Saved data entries

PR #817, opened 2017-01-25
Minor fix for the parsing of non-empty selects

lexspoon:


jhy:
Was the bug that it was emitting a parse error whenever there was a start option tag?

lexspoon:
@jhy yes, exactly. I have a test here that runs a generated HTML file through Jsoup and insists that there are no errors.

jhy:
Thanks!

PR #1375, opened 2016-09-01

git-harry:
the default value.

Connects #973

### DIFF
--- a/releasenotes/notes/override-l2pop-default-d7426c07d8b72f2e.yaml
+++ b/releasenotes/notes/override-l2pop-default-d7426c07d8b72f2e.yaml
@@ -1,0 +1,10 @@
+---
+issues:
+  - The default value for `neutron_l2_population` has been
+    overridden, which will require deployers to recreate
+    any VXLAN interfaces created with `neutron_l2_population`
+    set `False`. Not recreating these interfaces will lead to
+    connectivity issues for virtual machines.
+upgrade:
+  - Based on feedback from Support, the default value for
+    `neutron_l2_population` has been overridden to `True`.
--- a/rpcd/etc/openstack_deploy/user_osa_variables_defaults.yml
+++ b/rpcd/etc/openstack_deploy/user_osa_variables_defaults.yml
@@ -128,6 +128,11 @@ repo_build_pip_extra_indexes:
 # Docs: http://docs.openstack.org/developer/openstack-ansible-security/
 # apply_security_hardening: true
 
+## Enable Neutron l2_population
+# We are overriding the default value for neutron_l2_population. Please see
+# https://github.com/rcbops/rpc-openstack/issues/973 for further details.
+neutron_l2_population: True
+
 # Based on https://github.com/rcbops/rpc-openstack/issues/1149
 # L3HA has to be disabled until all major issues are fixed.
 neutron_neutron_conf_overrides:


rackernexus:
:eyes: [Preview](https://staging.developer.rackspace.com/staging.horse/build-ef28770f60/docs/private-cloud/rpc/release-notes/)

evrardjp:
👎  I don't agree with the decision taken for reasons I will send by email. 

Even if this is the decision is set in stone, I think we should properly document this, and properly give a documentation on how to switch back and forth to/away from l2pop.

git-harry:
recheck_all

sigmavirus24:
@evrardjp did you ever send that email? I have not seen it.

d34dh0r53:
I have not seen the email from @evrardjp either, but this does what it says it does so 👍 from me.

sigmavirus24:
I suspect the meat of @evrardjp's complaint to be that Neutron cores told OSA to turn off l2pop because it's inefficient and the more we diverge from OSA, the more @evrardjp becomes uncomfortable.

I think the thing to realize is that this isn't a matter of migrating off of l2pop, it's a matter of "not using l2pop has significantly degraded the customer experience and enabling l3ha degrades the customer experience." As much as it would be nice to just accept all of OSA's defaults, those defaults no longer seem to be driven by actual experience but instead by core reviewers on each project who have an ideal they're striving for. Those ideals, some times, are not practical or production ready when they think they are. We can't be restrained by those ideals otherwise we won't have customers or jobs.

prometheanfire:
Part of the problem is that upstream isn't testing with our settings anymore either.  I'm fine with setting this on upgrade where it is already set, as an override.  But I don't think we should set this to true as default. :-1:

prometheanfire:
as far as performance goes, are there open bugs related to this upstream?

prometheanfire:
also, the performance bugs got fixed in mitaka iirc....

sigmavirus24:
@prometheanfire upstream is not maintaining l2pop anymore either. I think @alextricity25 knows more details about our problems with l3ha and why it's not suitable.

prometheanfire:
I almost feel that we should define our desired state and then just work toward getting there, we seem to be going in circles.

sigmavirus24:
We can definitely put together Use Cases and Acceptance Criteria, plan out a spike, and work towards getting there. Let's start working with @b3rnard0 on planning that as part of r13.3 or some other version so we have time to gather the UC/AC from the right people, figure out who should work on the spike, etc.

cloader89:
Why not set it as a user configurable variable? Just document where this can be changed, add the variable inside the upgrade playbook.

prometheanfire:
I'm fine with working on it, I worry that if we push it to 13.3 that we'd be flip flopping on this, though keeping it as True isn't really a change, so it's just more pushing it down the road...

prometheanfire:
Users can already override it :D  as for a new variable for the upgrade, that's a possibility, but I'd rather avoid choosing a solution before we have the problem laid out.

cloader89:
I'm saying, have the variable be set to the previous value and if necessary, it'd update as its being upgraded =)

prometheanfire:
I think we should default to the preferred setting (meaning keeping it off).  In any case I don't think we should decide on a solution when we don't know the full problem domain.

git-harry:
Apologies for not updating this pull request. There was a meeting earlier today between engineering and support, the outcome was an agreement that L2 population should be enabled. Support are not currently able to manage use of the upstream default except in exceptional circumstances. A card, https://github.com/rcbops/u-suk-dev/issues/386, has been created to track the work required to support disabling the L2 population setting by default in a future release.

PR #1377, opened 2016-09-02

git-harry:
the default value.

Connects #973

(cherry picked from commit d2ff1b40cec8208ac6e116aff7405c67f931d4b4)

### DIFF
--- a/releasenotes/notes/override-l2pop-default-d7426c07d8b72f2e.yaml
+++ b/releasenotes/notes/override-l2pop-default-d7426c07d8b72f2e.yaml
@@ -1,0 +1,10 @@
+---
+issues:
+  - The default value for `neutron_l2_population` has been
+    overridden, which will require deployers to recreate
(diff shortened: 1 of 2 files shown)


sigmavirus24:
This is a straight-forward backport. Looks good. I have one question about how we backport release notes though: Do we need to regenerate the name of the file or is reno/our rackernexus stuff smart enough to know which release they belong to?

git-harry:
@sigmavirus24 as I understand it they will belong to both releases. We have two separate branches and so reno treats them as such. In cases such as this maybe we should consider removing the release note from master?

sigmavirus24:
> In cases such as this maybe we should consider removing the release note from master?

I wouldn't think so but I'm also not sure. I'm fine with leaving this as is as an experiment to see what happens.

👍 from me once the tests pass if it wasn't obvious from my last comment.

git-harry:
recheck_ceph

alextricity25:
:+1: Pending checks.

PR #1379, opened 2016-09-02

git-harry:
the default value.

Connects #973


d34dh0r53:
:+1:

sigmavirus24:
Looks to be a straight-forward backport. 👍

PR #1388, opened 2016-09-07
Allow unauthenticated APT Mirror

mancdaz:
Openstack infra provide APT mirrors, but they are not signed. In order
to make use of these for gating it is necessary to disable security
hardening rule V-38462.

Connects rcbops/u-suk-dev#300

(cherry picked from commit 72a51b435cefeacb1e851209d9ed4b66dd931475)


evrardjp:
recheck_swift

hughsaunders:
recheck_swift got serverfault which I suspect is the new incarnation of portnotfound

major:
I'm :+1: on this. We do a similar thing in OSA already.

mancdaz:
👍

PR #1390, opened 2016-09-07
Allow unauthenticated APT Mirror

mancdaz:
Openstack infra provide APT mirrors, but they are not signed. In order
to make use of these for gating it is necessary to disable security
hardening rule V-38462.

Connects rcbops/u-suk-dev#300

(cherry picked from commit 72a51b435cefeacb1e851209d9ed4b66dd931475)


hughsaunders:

* [YOUR OBJECTIVE] Across all the entries, how many lines include "docs"? Answer with the number alone.

* [RESULT OF THE TASK] 2